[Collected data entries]
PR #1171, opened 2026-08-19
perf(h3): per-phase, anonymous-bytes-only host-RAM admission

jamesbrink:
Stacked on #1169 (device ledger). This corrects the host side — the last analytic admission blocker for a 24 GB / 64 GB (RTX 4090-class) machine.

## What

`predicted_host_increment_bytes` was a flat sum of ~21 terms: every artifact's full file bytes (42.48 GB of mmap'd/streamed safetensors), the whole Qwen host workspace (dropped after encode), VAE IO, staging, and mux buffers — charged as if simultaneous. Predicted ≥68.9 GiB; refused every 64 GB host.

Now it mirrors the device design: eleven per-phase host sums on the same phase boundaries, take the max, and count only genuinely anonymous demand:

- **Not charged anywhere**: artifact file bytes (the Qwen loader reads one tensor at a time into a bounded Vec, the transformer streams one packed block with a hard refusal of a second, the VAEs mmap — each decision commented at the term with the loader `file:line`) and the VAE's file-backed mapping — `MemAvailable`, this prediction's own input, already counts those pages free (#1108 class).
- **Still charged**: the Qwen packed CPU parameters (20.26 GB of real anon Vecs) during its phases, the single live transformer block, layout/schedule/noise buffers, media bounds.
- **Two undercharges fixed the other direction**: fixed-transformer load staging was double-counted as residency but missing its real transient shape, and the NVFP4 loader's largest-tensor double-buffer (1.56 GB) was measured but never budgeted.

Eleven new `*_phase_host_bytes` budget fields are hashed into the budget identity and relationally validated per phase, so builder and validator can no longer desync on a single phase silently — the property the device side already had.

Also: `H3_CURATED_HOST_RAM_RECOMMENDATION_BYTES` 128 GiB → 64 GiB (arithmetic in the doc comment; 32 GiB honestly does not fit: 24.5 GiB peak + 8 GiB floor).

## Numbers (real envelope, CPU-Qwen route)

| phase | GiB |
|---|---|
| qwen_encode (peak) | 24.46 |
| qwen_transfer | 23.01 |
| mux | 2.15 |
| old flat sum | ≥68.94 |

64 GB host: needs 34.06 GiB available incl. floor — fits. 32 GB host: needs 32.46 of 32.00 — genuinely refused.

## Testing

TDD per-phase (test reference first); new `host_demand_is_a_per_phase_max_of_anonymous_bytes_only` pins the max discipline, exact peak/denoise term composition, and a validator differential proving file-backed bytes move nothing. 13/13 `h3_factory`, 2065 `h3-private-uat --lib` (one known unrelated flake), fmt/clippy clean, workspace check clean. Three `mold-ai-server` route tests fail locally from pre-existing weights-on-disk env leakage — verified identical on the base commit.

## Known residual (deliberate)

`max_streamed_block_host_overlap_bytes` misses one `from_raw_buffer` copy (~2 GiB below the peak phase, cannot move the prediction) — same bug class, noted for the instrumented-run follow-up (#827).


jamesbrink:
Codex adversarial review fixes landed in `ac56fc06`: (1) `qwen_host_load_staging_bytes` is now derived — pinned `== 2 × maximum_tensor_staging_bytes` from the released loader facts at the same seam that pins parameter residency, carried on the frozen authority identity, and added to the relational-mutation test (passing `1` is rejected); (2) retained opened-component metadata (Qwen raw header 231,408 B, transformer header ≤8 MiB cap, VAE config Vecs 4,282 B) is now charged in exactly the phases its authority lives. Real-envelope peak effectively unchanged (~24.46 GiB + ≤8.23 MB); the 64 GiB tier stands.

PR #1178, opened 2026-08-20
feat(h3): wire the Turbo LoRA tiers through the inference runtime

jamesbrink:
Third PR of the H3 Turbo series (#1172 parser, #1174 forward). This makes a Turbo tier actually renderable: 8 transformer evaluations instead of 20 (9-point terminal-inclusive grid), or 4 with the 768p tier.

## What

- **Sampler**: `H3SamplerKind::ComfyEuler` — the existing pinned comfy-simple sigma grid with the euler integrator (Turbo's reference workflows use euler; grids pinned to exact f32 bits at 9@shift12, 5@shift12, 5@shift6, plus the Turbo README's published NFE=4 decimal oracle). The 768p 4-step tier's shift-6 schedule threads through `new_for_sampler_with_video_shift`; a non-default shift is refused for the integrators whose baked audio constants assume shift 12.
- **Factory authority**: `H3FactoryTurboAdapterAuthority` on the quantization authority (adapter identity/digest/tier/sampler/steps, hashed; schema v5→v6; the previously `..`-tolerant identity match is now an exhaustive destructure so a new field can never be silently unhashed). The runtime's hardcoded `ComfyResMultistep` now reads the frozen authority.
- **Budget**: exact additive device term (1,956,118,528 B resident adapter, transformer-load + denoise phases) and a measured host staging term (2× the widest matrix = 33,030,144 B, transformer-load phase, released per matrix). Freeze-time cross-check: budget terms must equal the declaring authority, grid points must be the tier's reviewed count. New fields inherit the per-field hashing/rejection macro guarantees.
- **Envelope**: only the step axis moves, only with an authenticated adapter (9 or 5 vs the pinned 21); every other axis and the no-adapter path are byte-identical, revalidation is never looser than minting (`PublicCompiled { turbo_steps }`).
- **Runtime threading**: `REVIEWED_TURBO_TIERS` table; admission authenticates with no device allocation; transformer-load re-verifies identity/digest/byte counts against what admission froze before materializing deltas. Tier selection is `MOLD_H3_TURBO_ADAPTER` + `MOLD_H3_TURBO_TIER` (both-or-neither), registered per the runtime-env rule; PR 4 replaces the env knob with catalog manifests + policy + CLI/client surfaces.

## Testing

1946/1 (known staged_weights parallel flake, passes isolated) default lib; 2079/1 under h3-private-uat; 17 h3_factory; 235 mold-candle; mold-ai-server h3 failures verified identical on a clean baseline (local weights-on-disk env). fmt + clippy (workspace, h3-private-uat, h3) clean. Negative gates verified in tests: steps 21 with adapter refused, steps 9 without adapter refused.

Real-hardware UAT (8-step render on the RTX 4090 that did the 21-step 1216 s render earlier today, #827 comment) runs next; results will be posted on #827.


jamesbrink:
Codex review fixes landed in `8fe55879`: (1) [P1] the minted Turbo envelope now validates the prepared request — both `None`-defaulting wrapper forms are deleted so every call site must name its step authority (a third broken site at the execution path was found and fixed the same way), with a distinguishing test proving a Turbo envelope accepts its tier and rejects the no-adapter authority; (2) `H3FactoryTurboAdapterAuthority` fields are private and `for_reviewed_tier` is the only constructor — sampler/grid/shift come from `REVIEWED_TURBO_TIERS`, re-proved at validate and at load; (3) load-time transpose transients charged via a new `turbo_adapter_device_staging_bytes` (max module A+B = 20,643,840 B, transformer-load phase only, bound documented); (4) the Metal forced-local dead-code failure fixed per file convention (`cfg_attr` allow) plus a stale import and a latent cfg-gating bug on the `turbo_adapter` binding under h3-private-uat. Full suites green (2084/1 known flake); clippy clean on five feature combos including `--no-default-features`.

Exercise objective: Transcribe each line of the data above, unaltered, from the one where "8 GiB floor)." appears to the one where "sum | ≥68.94 |" appears, inclusive of both.

Reply:
Also: `H3_CURATED_HOST_RAM_RECOMMENDATION_BYTES` 128 GiB → 64 GiB (arithmetic in the doc comment; 32 GiB honestly does not fit: 24.5 GiB peak + 8 GiB floor).

## Numbers (real envelope, CPU-Qwen route)

| phase | GiB |
|---|---|
| qwen_encode (peak) | 24.46 |
| qwen_transfer | 23.01 |
| mux | 2.15 |
| old flat sum | ≥68.94 |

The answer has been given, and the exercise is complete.